Merita di rilevare che già intorno alla metà del secolo scorso l’atteggiamento da tenersi di
fronte agli animali e a tutto il mondo vivente era andato mutando profondamente. I filosofi che si
sono soffermati su tali punti hanno cercato di spiegare le ragioni per cui gli uomini avrebbero
dovuto prendersi (moralmente) cura dell’ambiente.
Il problema risulta strettamente connesso con quest’altro quesito: gli oggetti naturali, gli
animali e le piante hanno una loro propria rilevanza morale, e in tal caso questa rilevanza da che
cosa trae la sua giustificazione? Esaminando le opere degli uomini di cultura che hanno
sostenuto la necessità di gettare le basi di un '’etica ambientale”, è possibile individuare in esse
due distinti indirizzi di pensiero.
Nel primo possiamo includere quei filosofi i quali, dopo aver contestato radicalmente l’idea del
“dominio umano della natura”, affermano che il problema del rapporto tra l’uomo e l’ambiente è
così nuovo e di così ampia portata da esigere un’etica nuova e una nuova gerarchia di valori:
un’etica fondata sui concetti di “interdipendenza degli esseri viventi e non viventi” e di “equilibrio
della natura”, che ci vengono dalla scienza ecologica.
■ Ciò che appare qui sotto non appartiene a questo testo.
PR #1764, opened 2021-01-16
corrected latest version from 2.2.1 to 2.2.2

mzima:
Latest 2.2 version on the theforeman.org front page seems to be wrong. Should be 2.2.2 not 2.2.1.


tbrisker (approved):
Thanks! looks like we missed this one on the last update.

Del secondo gruppo fanno parte invece
quei filosofi che non ritengono necessario trasformare la teoria etica per includere la nuova
problematica del rapporto uomo-ambiente essendo sufficiente estendere le categorie dell’etica
tradizionale per inserirvi questi nuovi temi.
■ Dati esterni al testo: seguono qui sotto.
PR #1775, opened 2021-02-05
Katello 4.0 RC documentation updates

jjeffers:


_config.yml
```diff
@@ -109,7 +109,7 @@ defaults:
       path: "plugins/katello"
     values:
       layout: "plugins/katello/documentation"
-      latest: "3.18"
+      latest: "4.0"
```
jturel: Don't bump latest until 4.0 is GA :)

jjeffers: @jturel should we still merge this PR, assuming we don't bump latest as above? Or should we wait until GA to merge?

jturel: We can merge this as soon as RC1 hits the repos. Recommend sharing the draft release notes in IRC so others can have a look (kind of a tall order for one person to generate them imo)

jjeffers: Good idea!

jjeffers:
Closing in favor of new docs site.

PR #1778, opened 2021-02-16
Foreman 2.4 apidocs

upadhyeammit:
This pr does not include examples for all api as apipie:cache task is throwing many errors while generating docs. https://projects.theforeman.org/issues/31889


upadhyeammit:
This is based on RC1 packages, I will repush this once we have the RC2 packages available.

ekohl (approved):

PR #1782, opened 2021-02-24
Release notes for Foreman 2.3.3

upadhyeammit:


ekohl (changes requested):
I updated https://projects.theforeman.org/issues/31430 to set Fixed In now.

ekohl (approved):

PR #454, opened 2026-07-07
Optimization parity: analyzer-device auto-provisioning + measured-readback-to-Xopt

skbarber:
Two legacy-parity features the maintainer requested for the Bluesky optimization path, both documented open threads in `Planning/geecs_session/00_overview.md` (now marked landed).

## 1. Analyzer-device auto-provisioning

Legacy `ScanManager._initialize_optimization` merges `optimizer.device_requirements` (auto-generated from the evaluator's `analyzers`: `{synchronous: True, save_nonscalar_data: True, variable_list: ["acq_timestamp"]}` per diagnostic device) into the save-device set. The Bluesky path used only the GUI save list — forget to add the objective's camera manually and every iteration finds no data.

`BlueskyScanner._run_optimization` now merges the requirements before building devices: absent devices are added per the template; overlapping devices keep their GUI config and gain only missing variables (legacy semantics). The requirements cross the GUI→bluesky boundary as a duck-typed `bridge.device_requirements` property — same pattern as the existing `on_finish`/`finish`, so `geecs_bluesky` still never imports `geecs_scanner`.

## 2. Measured readback to Xopt

GEECS set convergence is tolerance-bounded (±0.05 A on magnet PSUs), so the evaluated point can differ from the proposal. `observe()` now substitutes each VOCS variable's proposal with the bin-mean measured readback from the current bin's rows (NaN rows excluded, proposal fallback when the column is missing). The model learns from where the hardware actually sat. Tell-frame shape, `xopt_dump.yaml`, and history structure are unchanged.

## Tests / versions

9 new tests across both packages (auto-provision add/merge/absent-attribute; readback substitution/fallback/NaN handling; bridge property population). Suites: GeecsBluesky 195, GEECS-Scanner-GUI 190 — green. GeecsBluesky 0.20.0, GEECS-Scanner-GUI 0.31.0.

**Merge order:** last of the three open PRs (#452 → #453 → this); I'll rebase and reconcile the version/changelog stacking before it lands.

Follow-up (lab): first real GUI optimization campaign — which also covers the warm-start live test.


skbarber:
Two live-driven additions from tonight's first GUI optimization campaign:

1. **Device-name case tolerance** — the diagnostic YAML spelled `UC_Amp4_IR_Input` vs the DB's `UC_Amp4_IR_input`; CA PVs are case-sensitive, so auto-provisioning failed to connect (and duplicated the GUI device). The bridge now canonicalizes requirement names against the experiment DB (best-effort, cached) and the scanner merges case-insensitively with the GUI spelling winning.
2. **Bounded single-shot refire (default 2)** — Scan011 aborted mid-campaign on a dropped camera frame. Forensics: 84 fires vs 83 frames, the missing frame belonged to the aborting fire, fire→frame offset median 0.21 s (max 1.06 s) vs the 3.0 s timeout — a genuine ~1.2% Basler frame drop, not latency. At that rate a 100-shot strict campaign aborts with ~70% probability. `geecs_single_shot` now re-fires with a WARNING naming the frameless device; strict semantics preserved (failed attempts record nothing; orphan frames drained at the retrigger baseline). Abandoned-status behavior verified against bluesky 1.15.1 source.

GeecsBluesky suite: 211 passed.

skbarber:
**Refire live-verified** (2026-07-07, artificially shortened trigger timeout to force first-attempt misses): the WARNING fires naming the frameless device, the shot re-fires, and the scan continues to a clean finish — the exact failure that aborted Scan011 reduced to a log line. With this, everything on the PR is live-verified: auto-provisioning, case tolerance, measured-readback path, and refire.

In questo secondo gruppo troviamo almeno due filoni tra loro assai differenti:
a) vi sono da un lato coloro che considerano gli elementi della natura (gli animali, le piante
e la stessa terra) come dotati di un valore in sé; è la teoria dei “diritti della natura” o dei
“diritti biotici”, che avrebbero gli organismi, le specie e gli ambienti di continuare a
esistere indipendentemente dall’uomo e soprattutto senza essere alterati o distrutti
dall’uomo;
b) vi sono poi quei filosofi che considerano gli elementi della natura come entità il cui
valore deve essere considerato solo in una visione antropocentrica, in funzione della vita e
del benessere dell’uomo.
L’etica antropocentrica ci dice poi che il rispetto della natura deve essere fondato anche
su certi ideali della persona umana come ad esempio quello di non distruggere nulla
immotivatamente.
Tra i filoni di studio che hanno contribuito alla creazione di un’etica ambientale vi è quello
che prende l’avvio dalle basi del pensiero cristiano. Alcuni filosofi hanno cercato di dedurre dalle
Sacre Scritture un comportamento morale nei confronti della natura o piuttosto se questi libri
sacri contengano una sorta di avallo alla dominazione e allo sfruttamento incontrollato delle
risorse naturali.
Lo studioso americano Lynn White Jr. ha affermato che nella tradizione giudaico-cristiana si
possono trovare le radici dell’attuale contrapposizione uomo-natura e addirittura dell’attuale
alterazione ambientale.
9
In sostanza White critica quel passo della Genesi (Gen. I, 26-30) in cui
si afferma che l’uomo, per volere di Dio, ha il dominio assoluto di tutta la terra; tale principio
avrebbe autorizzato la specie umana alla trasformazione dell’ambiente. Sempre secondo questa
tesi, il Cristianesimo, riducendo tutti gli esseri viventi e tutte le cose presenti nel mondo naturale
a semplici “risorse” a disposizione dell’uomo, avrebbe distrutto “l’animismo primitivo” (lo spirito
del bosco, lo spirito del fiume, ecc.) che della natura costituiva la più valida protezione.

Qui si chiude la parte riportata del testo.